PR #885, opened 2017-11-29
Cube CI is using oc cluster up to run all ftests from k8s & openshift

### LINKED ISSUE #882: [Enhancement] Improve Cube CI to run all ftests from k8s & openshift
##### Issue Overview
Currently we have ftests for openshift & k8s which are running with
 ```java
@RunWith(ArquillianConditionalRunner.class)
@RequiresKubernetes
```

due to this we are skipping all ftests from kubernetes & openshift.

##### Expected Behaviour
All ftests should run fine.

##### Current Behaviour
ftests are skipped.

### PR DESCRIPTION
**Pull request by dipak-pawar**
Running `oc cluster up` on travis.

 - Starting cluster using `oc cluster up` to start openshift cluster.
- Using matrix to run tests on different cluster

Fixes #882

### DIFF
--- a/openshift/ftest/src/test/java/org/arquillian/cube/openshift/ftest/HelloPodDeploymentOpenShiftTestCase.java
+++ b/openshift/ftest/src/test/java/org/arquillian/cube/openshift/ftest/HelloPodDeploymentOpenShiftTestCase.java
@@ -9,7 +9,6 @@ import org.jboss.shrinkwrap.api.ShrinkWrap;
 import org.jboss.shrinkwrap.api.asset.EmptyAsset;
 import org.jboss.shrinkwrap.api.spec.WebArchive;
 import org.junit.Assert;
-import org.junit.Ignore;
 import org.junit.Test;
 import org.junit.runner.RunWith;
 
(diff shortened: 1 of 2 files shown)

### CODE REVIEW

File: openshift/ftest/src/test/java/org/arquillian/cube/openshift/ftest/HelloPodDeploymentOpenShiftTestCase.java [hunk 1]
```diff
@@ -9,11 +9,13 @@
...
 import org.jboss.shrinkwrap.api.spec.WebArchive;
 import org.junit.Assert;
+import org.junit.Ignore;
 import org.junit.Test;
 import org.junit.runner.RunWith;
 
 @RunWith(ArquillianConditionalRunner.class)
 @RequiresOpenshift
+@Ignore
 public class HelloPodDeploymentOpenShiftTestCase {
```
bartoszmajsak: We can put the explanation to `@Ignore` annotation.

The only thing I'm concerned about is - if we ignore it - it's equal to just deleting it in this case. Can't we fix it so we can run in the CI? Or maybe write another test which is less resource consuming?

bartoszmajsak:
Good stuff @dipak-pawar! Many thanks for such a big improvement with such a small change! :1st_place_medal:

openshift/ftest/src/test/java/org/arquillian/cube/openshift/ftest/HelloPodDeploymentOpenShiftTestCase.java
dipak-pawar: This is the only one test in which we are not using standalone. We are using `arquillian-junit-container` where we are building docker image as a part of tests from test resources & then deploy it. Let me try to use already built image & run this tests.

PR #888, opened 2017-11-29
fix(#887): Removes HttpClient module

### LINKED ISSUE #887: Removes httpclient module
##### Issue Overview

Removes httpclient module and substitute the places where it is used by `okhttp`

lordofthejars:

Removes HttpClient module and instead use okhttp.

- Removes HttpClient module
- Adapt code to use okhttp

Fixes #887


jwendell:
hmm, we are a heavy user of this...

alesj:
Yeah, I think this just needs to be re-written to use OKHttpClient, instead of ApacheHC.
As CE's testsuite uses this a lot.

lordofthejars:
Already done in PR

jwendell:
I think what Ales said was to change the implementation to use okhttp but keep the interface.

lordofthejars:
Interface was used just in one place, so not sure if it has much sense
maintaing abstraction. Also okhttp offers this kind of abstraction

alesj:
It's used externally - - the interface.
So CE won't have to change all tests.

The abstraction was there to unify http API usage.

lordofthejars:
Ok, but then why an abstraction of an http client should be provided by Cube?

alesj:
@lordofthejars yes, I agree, no need to port that code over to Cube.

..........

How to complete this task :: Please state how many lines in the listing hold the string "opened", giving the number alone.

Written response :: 2